La Audiencia de Granada juzga este lunes a un guardia civil acusado de encargar el robo y secuestro a una anciana que guardaba 50.000 euros en su domicilio, donde la retuvieron atada y golpearon hasta que consiguieron su propósito.

Junto al guardia civil, que se enfrenta a una petición fiscal de 15 años de cárcel, se sentarán en el banquillo de los acusados los seis individuos que presuntamente asaltaron la vivienda de la víctima, de 73 años, y otra persona considerada cómplice de todo lo ocurrido.

Fue a raíz del fallecimiento de su hermano, dedicado a llevar inversiones, que el agente se quedó encargado de devolver a los clientes las cantidades de dinero que habían obtenido como beneficios.
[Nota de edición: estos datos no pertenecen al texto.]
PR #201, opened 2020-08-25
Check bools

nguerrera:


adl/language/lib/openapi.ts
```diff
@@ -423,6 +423,7 @@ function createOAPIEmitter(program: Program) {
     switch (adlType.kind) {
       case 'Number':
       case 'String':
+      case 'Boolean':
         return adlType.value;
```
nguerrera, line 427: This needs more work. We end up with invalid swagger for properties of literal type. However, same issue pre-exists for number and string. I started fixing it and decided to pause and put this PR up, which I think is strictly forward progress as I need to context switch onto something else for most of today.

bterlson:
I like it. Thanks for the placeholder for scratch as well.

adl/language/lib/openapi.ts
bterlson: I just found out from Yanni how to wncode constants.  I can pick this up today I think.

nguerrera: Is it enum with one value?

Another issue I found is we're trying to use oneOf for unions, which doesn't appear to be valid in OAI2. I didn't dig too much, but it looks like we're limited to enum where everything can have the same type.

bterlson: Enum with one value yeah.

oneOf is indeed not supported in swagger/OAPI2 and could probably be removed from the output for now. allOf IS supported, though, and it is interesting to consider whether we should be emitting `model A { ... B, c: string }` as the flattened version like today or with an allOf B.

PR #204, opened 2020-08-31
Hack until OpenAPI 2 is valid for petstore and appconfig

nguerrera:
I mentioned last week in passing that I had seen some issues in the OpenAPI 2 emit, but didn't have a list, and it wasn't clear if all of them were known or not.

I set out to put together the list here. I've also fixed them all in a hurry in this PR as that ended up being the best way to enumerate them. However, some of the fixes are opportunistic and inefficient, and should probably be done better.

My methodology here was:

* generate petstore and appconfig
* paste output into https://editor.swagger.io/
* fix issues it flags
* repeat until all issues are gone

And these are all of the issues that I found this way:

1. Typo: s/requred/required/
2. title and version are required
3. response description is required
4. path parameter not emitted
5. some parameters duplicated
6. non-body parameters have to inline their schema, don't have schema property, can't ref schema. Also can only be of certain types, but I didn't validate that here.
7. Typo: s/Array/array
8. `required` array must have at least one element (or not be defined)
9. constants should be enum of one element
10. oneOf is not valid in OpenAPI v2 (fix: use enum for literals of same type, error otherwise.)
11. Typo: #/parameters instead of #/definitions to ref schemas
12. names of parameters and schemas with symbols like `[`  and `<` caused invalid $refs that would have to be URL encoded. (URL encoding was ugly and for some reason caused the swagger editor to still have resolution problems, so I converted the names with some hacky search and replace and counter bumping instead.)
13. parameters with same names but different defintions (type or location) were getting shared
14. some primitives returned wrong type

You can see the output delta before this PR and after it here: 

https://github.com/nguerrera/adl-oai2-diff/commit/8a7d19b21c88d1eae616f7faf9a9ae42c912f144

Side notes:
* I wanted to use `@azure-tools/openapi` to get typing to help me fix some of these, but I gave up fighting to get the module to resolve after a little while. We should push on this, though. I also found a couple of bugs in @azure-tools/openapi and I will send a PR to fix those.
* It would also be good to have an automated test that runs a swagger validator.

### DIFF
--- a/adl/language/compiler/checker.ts
+++ b/adl/language/compiler/checker.ts
@@ -130,6 +130,10 @@ export function createChecker(program: Program) {
         return (<UnionType>type).options.map(getTypeName).join(' | ');
       case 'Array':
         return getTypeName((<ArrayType>type).elementType) + '[]';
+      case 'String':
+      case 'Number':
+      case 'Boolean':
+        return type.value.toString();
     }
 
     return '(unnamed type)';
--- a/adl/language/lib/openapi.ts
+++ b/adl/language/lib/openapi.ts
@@ -12,16 +12,6 @@ import {
 } from './rest.js';
 
 
-let init = false;
-
-const root = {
-  swagger: '2.0',
-  info: {},
-  schemes: ['https'],
-  paths: {},
-  definitions: {},
-  parameters: {},
-};
 export function onBuild(p: Program) {
   const emitter = createOAPIEmitter(p);
   emitter.emitOpenAPI();
@@ -35,7 +25,10 @@ export function operationId(program: Program, entity: Type, opId: string) {
 function createOAPIEmitter(program: Program) {
   const root: any = {
     swagger: '2.0',
-    info: {},
+    info: {
+      title: '(title)',
+      version: '0000-00-00'
+    },
     schemes: ['https'],
     paths: {},
     definitions: {},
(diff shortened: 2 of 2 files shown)


bterlson:
Looks good so far! I was thinking about using a regexp to convert to a swagger-safe name as well. I like the compiler's formatting right now (getTypeName would get used for e.g. quickinfo on hover).

nguerrera:
cc @fearthecowboy

I think there are some good API we can reuse from autorest's repertoire to generate safe names. I was unsuccessful at pulling in modules from `@azure-tools` yesterday. Something to do with my complete lack of understanding at this point in my TS journey of the different module systems in JavaScript. 😳 I would like to start being able to do that for stuff like that and to type the OpenAPI we emit.

I also wonder if any strategy for naming these instantiated types is going to end up generating good code. I have a feeling folks are going to end up having to name a lot of things themselves in order to clean up their output. If this is true, and I don't know if it is, I start to wonder if there are simplifications to the language that might be possible. For example, what if template instantiations could only occur on the right-hand-side of `model Name = ...`? Templates become like macros in this world and the type system can actually be nominal. I think. Maybe this isn't a good idea,  it's just a passing thought I had, but it illustrates the tension I was feeling while trying to fix those names:

* If I have to choose the name, have I already lost?
* If the user has to choose the name in practice, does it make sense to maintain a type system where you can have complex, unnamed instantiated types?

nguerrera:
Another approach more targeted at the specific problem of naming these instantiated types in swagger is to keep them inlined, and only use #/definitions and #/parameters for user-named things. @fearthecowboy suggested this on a call today.

nguerrera:
Took this out of draft after talking to @bterlson. There's some things that I would like to clean up but this is a step forward. Feel free to approve and merge.

PR #206, opened 2020-09-24
Emit better names to OpenAPI

nguerrera:
See https://github.com/nguerrera/adl-oai2-diff/commit/df2e52240028ad01b3927027fce11c0e17443649 for the appconfig/petstore emit diff. I haven't tried autorest yet, but to my naked eye the swagger is looking a lot closer to something I might have written by hand.

1. Model `A & B` and `{ ...A, ...B }` as having "base models" A and B. These are now semantic sugar for the same type.

2. When emitting schema, if possible, reduce models down to single base model that has actual schema properties where possible. For example, in `OK<T>`, once you put the statusCode elsewhere you're left with T so use that.

3. Emit "base models" using OpenAPI allOf.

4. Instead of name munging, any type with an unspeakable name in OpenAPI simply gets inlined. Users can make type aliases with good names to avoid this inlining if desired.

5. Inline parameters that are inlined in ADL. To end up in `#/parameters`, a parameter has to be shared via spreading in ADL. This allows us to pick a good name for the `#/paramters` map: if the spread type has only one property, use the type name, otherwise use `(type name).(property name)`. It also gives the OpenAPI output a structure that mirrors the ADL.

6. Fix issues with responses. We were not emitting status codes other than 200, and not emitting response headers.

### DIFF
--- a/adl/language/compiler/checker.ts
+++ b/adl/language/compiler/checker.ts
@@ -146,9 +146,10 @@ export function createChecker(program: Program) {
       // template instantiation
       const args = model.templateArguments.map(getTypeName);
       return `${model.name}<${args.join(', ')}>`;
-    } else if (model.intersectionMembers) {
-      // intersected model
-      return model.name || model.intersectionMembers.map(getTypeName).join(' & ');
+    } else if (model.ownProperties.size == 0 && model.baseModels.length > 0) {
+      // intersection or spread-only
+      // (NOTE: might have been spelled `{ ...A, ...B }` in source but we use the terser syntax here.)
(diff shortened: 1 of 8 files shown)


nguerrera:
Looking at the output. There appears to be a bug in the recursion that simplifies down to type with schema properties. I’ll look into it in the morning.

nguerrera:
Working on bugs, converted to draft.

nguerrera:
Should be fixed up now. I updated the link to emit diff and the description to include an additional bug fix around responses that was not related to naming.

fearthecowboy (approved):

Así conoció a esta anciana jubilada, soltera y sin hijos, que vivía sola en La Zubia, de donde llevaba una temporada sin salir dado que era época de Covid y temía contagiarse. Hasta marzo de 2021 estuvo llevándole dinero, concretamente debía entregarle varios sobres con 50.000 euros pero al darse cuenta ella de que faltaban 10.000 se lo recriminó a través de Whatsapp.

El agente le trasladó su disgusto diciéndole “noto un tono amenazante en ti y eso no me gusta”, según se recoge en el escrito de acusación provisional de la Fiscalía, al que ha tenido acceso Europa Press.